Interesting results. You have to realize that the 1.0-branch of JRuby is not focused on performance. Basically none of the performance improvements we have applied to the 1.1-branch have been backported to 1.0.

So, as a typical example, MRI 1.8.6 does like this on your example:
user system total real
foo 2.840000 0.010000 2.850000 ( 2.860675)
bar 5.580000 0.030000 5.610000 ( 5.629368)
ooga 5.590000 0.020000 5.610000 ( 5.660512)

And JRuby current trunk (r5500) running with -J-server:
user system total real
foo 1.615000 0.000000 1.615000 ( 1.615000)
bar 2.303000 0.000000 2.303000 ( 2.303000)
ooga 2.206000 0.000000 2.206000 ( 2.206000)
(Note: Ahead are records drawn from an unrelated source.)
PR #556, opened 2026-06-25
feat!: Add `headers` and `last_read_at` fields to `Message` struct

### LINKED ISSUE #548: Expose headers when reading a message
In the website documentation of the SQL API, the `headers` column is returned, but not available in the `Message` Rust struct.

We're storing a `public-id` header for handling webhooks in third party services. Headers seems a good fit rather than being stored in the message.

Thanks.

spencewenski:
Also:
- Mark `Message` and all other structs with only public fields as `#[non_exhaustive]` so additional fields can be added in the future as a non-semver breaking change
- Consolidate `PGMQMetadata` structs and add `sqlx::FromRow` derive to simplify deserializing it from a `PgRow`.

Resolves: https://github.com/pgmq/pgmq/issues/548

### DIFF
--- a/pgmq-rs/src/types.rs
+++ b/pgmq-rs/src/types.rs
@@ -1,4 +1,3 @@
-use chrono::serde::ts_seconds::deserialize as from_ts;
 use serde::Deserialize;
 use sqlx::types::chrono::{DateTime, Utc};
 use sqlx::FromRow;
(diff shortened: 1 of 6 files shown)


pgmq-rs/src/types.rs
```diff
@@ -24,19 +26,24 @@ pub struct PGMQueueMeta {
 /// It is an "envelope" for the message that is stored in the queue.
 /// It contains both the message body but also metadata about the message.
 #[derive(Clone, Debug, Deserialize, FromRow)]
-pub struct Message<T = serde_json::Value> {
-    /// unique identifier for the message
+#[non_exhaustive]
+pub struct Message<T = serde_json::Value, H = serde_json::Value> {
+    /// Unique identifier for the message.
     pub msg_id: i64,
-    #[serde(deserialize_with = "from_ts")]
```
spencewenski, line 30: This `#[serde(deserialize_with = "from_ts")]` didn't seem necessary, but I can add it back if there's a use case for it I'm not thinking of

ChuckHend (approved):
Awesome!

So you can see that JRuby is actually substantially faster for this benchmark. I can't compare with latest 1.9 since I don't have it at the moment, though.

Unknown said...

That's really cool.

In case anyone's wondering what difference -J-server makes, here's a run using exactly the same setup as in my post (JRuby 1.0.3), but with -J-server (I'm and idiot, really, should have done this in the first place).
user system total real
foo 8.562000 0.000000 8.562000 (8.562000)
bar 14.641000 0.000000 14.641000 (14.641000)
ooga 15.906000 0.000000 15.906000 (15.906000)

JRuby 1.1 is 5x to 7x faster than 1.0.3! Awesome!